▶ Saved entries:
::::::::

PR #557, opened 2026-06-02
RFC: RBAC v2 - most-specific access wins

a-lider:
## Summary

Rethinks how the effective access level is resolved across resource, object, and default overrides. This RFC proposes a **most-specific-rule-wins** pattern, which also unblocks guest mode.

## Checklist


requests-for-comments/2026-05-30-rbac-v2-most-specific-access-wins.md
```diff
@@ -0,0 +1,164 @@
...
+- Update resource access control to use the "more specific wins" rule - member, then `max(roles)`, then default.
+- Allow the new access control UI to set Role and Member access for both projects and resources lower than the inherited level (default or role).
+- Update object access control to use the same "more specific wins" rule.
+- Add a new `shared_with` field for the default object access and migrate existing resources to `shared_with=project`.
+    - Add the new `shared_with` dropdown to object access settings in the side panel.
+- Make a specific object access apply when the user has no access to the project.
+- Make a specific resource permission apply when the user has no access to the project.
+
+The main risk is existing access control rules that are configured but don't apply and after the change they'll widen someone's access. 
+- Resource overrides will grant access regardless of a `No access` project.
```
yasen-posthog, line 137: Is there a migration plan for this case? Same as next point? What number of such cases do we have?

requests-for-comments/2026-05-30-rbac-v2-most-specific-access-wins.md
```diff
@@ -0,0 +1,164 @@
...
+
+But the API doesn't forbid setting a member's project access to `None` when the project default is `Member`. A project is treated as just another object, so it resolves the same way object access does (`resource=project`, `resource_id=project_id`).
+
+Recently we had a [ticket](https://posthoghelp.zendesk.com/agent/tickets/59200) where a customer had this issue.
+
+_Solution:_ allow selecting role/member project access lower than the default (inherited) level in the new UI.
+
+### Case 2 - object default vs role override
+
+Same as Case 1, but for an object - e.g. a dashboard where everyone has `Viewer` but one role has `No access`.
```
yasen-posthog, line 45: Got a flag on this that based on the current logic it may not be entirely true. Can you confirm?

requests-for-comments/2026-05-30-rbac-v2-most-specific-access-wins.md
```diff
@@ -0,0 +1,164 @@
...
+- Make a specific resource permission apply when the user has no access to the project.
+
+The main risk is existing access control rules that are configured but don't apply and after the change they'll widen someone's access. 
+- Resource overrides will grant access regardless of a `No access` project.
+- Object overrides that don't apply when project access is set to `None`. We could migrate existing defaults as shared with the project and add a warning on member/role overrides that this is an external member.
+Not many customers have these, so we can manually reach out before switching them to the new logic.
+
+Using more-specific access over additive rules is somewhat controversial, but I think it fits the PostHog model better, where an org has many projects and resources and users want to be able to both share and restrict a specific resource or object. 
+
+### Alternative solutions that I rejected
```
yasen-posthog, line 143: Have you thought about porting our existing data model to a proven AC decision framework like Zanzibar? I've been thinking about this for a while as an idea, because according to some basic research I did, we're pretty much there in terms of data model, we mainly need to pull in an OSS Zanzibar-like framework and create adapters for it in `UserAccessControl.access_level_for_object/resource`. However, because pure Zanzibar doesn't use `deny` action on purpose, we could use a flavor, such as SpiceDB or OpenFGA, or even CasBin if we want a lib-only approach.

These will help with:
- Cachable access graphs (Zanzibar is graph based)
- Familiar framework that agents can work with.
- A formal framework that has been proven at scale. Having a hand-rolled AC is great, but tbh my head almost exploded while reading the RFC and all the cases that we need to manually encode - I'd be much happier/worry-free if our implementation lives in a framework where all the edge cases are tested throughout and there are no bajillion stuff that can bite us in the ass.
- A framework/decision tree Enterprises are familiar with so there are no surprise behaviors.

Happy to hear what you think. If you think it's too heavy of a refactor or not worth it at all, lets discuss, I think the end state for AC should be in a standardized form, we should not be reinventing this specific wheel imo. Also, I'm not saying do it INSTEAD of the idea in the RFC, but maybe pick up as a next step?

yasen-posthog: Actually, the `shared_with` turns out is a very close alternative to something already existing in Zanzibar/ReBAC - parent->member relationships, but somehow limited to just 2 parents, while Zanzibar allows chains if we want proper AC hierarchy (eg you can split Replay into "replay" and "replay AI tools" and only allow access to AI tools if the user has access to the main replay obj, etc).

yasen-posthog (commented):
Overall, thorough RFC, thank you for putting it together! 

My main concern is if we're just trying to manually recreate something that already exists as a proven framework, in which case we need to step on the breaks and start thinking about a refactor into that robust foundation.

On the topic of Guest mode, I didn't fully understand how this change unlocks it, can you elaborate on that?

requests-for-comments/2026-05-30-rbac-v2-most-specific-access-wins.md
ReeceJones: tbh I think completely rebuilding our data model here and porting to an external framework is a bad idea, because:
1. We will give up a lot of control we have over the future of the access control product
2. We will spend a bunch of engineering time doing the migration, for very little customer benefit. From a ROI perspective, it is probably much better to fix our access control implementation than completely re-implement it.
3. Our data model is already mostly complete, it sounds like this RFC is mostly suggesting changes to the helpers that run on top of the data mdoel

requests-for-comments/2026-05-30-rbac-v2-most-specific-access-wins.md
a-lider: not a lot, have a note about this in case 6
> We'll need to notify customers who have projects with a `No access` default and resource overrides that will start applying. There are only 27 orgs and 40 teams affected (Metabase query: https://metabase.prod-us.posthog.dev/question/2114-rbac-projects-with-no-access-resource-defaults).

I think the right approach here would be to understand how existing customers use default resource overrides and what they expect. Then we can either remove the default overrides for them or explain how the change will affect them (grant resource access to org members without project access).

requests-for-comments/2026-05-30-rbac-v2-most-specific-access-wins.md
yasen-posthog: I disagree it's a bad idea. It may not be the right idea for now, but I think the direction should be towards a proven framework. As the focus shifts to getting more Enterprise customers, the edge-cases and hidden bugs will keep mounting and we'll end up with a spaghetti mess of a codebase. We need something that can scale, both implementation-wise and performance-wise (imagine orgs with millions of actors and resources).

Some examples that a graph framework will unlock:
- Dashboard->dashboard tile AC inheritance we now have custom logic for. Actually AC inheritance was one of the main blockers for Guest mode, cuz if you have N nodes in a Notebook, the AC needs to deeply propagate to all nodes, subnotes, subsubnodes, etc.
- Transitive/nested roles
- Visualizing the evaluation logic of a particular case (e.g for debugging, support, etc).

I don't think we should be as dismissive towards hardening one of our main package features. Optimally, for the future we need to be looking to limit any custom logic if the wheel's already invented for use at scale.

a-lider:
> On the topic of Guest mode, I didn't fully understand how this change unlocks it, can you elaborate on that?

cases 6 and 7 are basically guest mode - share just a specific resource or object without giving access to the whole project. The idea is that only the explicitly shared resources/objects resolve, and everything else errors out with "no access to project". So instead of a separate guest-mode path, a guest is just a member with `No access` to the project, plus explicit overrides.

a-lider:
Will try implementing it, resources that embed other resources (like notebooks or experiments) could be tricky

requests-for-comments/2026-05-30-rbac-v2-most-specific-access-wins.md
a-lider: I'll need to research this. Here's Google's paper on how Zanzibar works and how they got there: https://storage.googleapis.com/gweb-research2023-media/pubtools/5068.pdf

At first glance it won't solve the problems we have right now, it's additive by design, so deny-access based on a more specific rule won't work out of the box. And I worry it could turn into integration hell where we don't control the implementation and end up duct-taping edge cases around its limitations.

> Visualizing the evaluation logic of a particular case (e.g for debugging, support, etc).

Vizualization could be helpful, but it's just a way to explain how access applies based on the existing rules. I think the problem we have now is that the rules are confusing, and it's hard to reason about how access control is resolved for a user. 

> We will spend a bunch of engineering time doing the migration, for very little customer benefit. From a ROI perspective, it is probably much better to fix our access control implementation than completely re-implement it.

+++

> We need something that can scale, both implementation-wise and performance-wise (imagine orgs with millions of actors and resources).

Very long term, maybe, but we're definitely not at Google's scale yet, and the current solution can scale quite well. At some point, we might need to tweak the indexes or introduce caching.

requests-for-comments/2026-05-30-rbac-v2-most-specific-access-wins.md
a-lider: Double checked, yes, the more specific "None" for role wins over object default now. 

Image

::::::::

▶ What you should do:
Search the data for the word "lower" and copy each line where it appears.

▶ Answer for this exercise:
+- Allow the new access control UI to set Role and Member access for both projects and resources lower than the inherited level (default or role).
+_Solution:_ allow selecting role/member project access lower than the default (inherited) level in the new UI.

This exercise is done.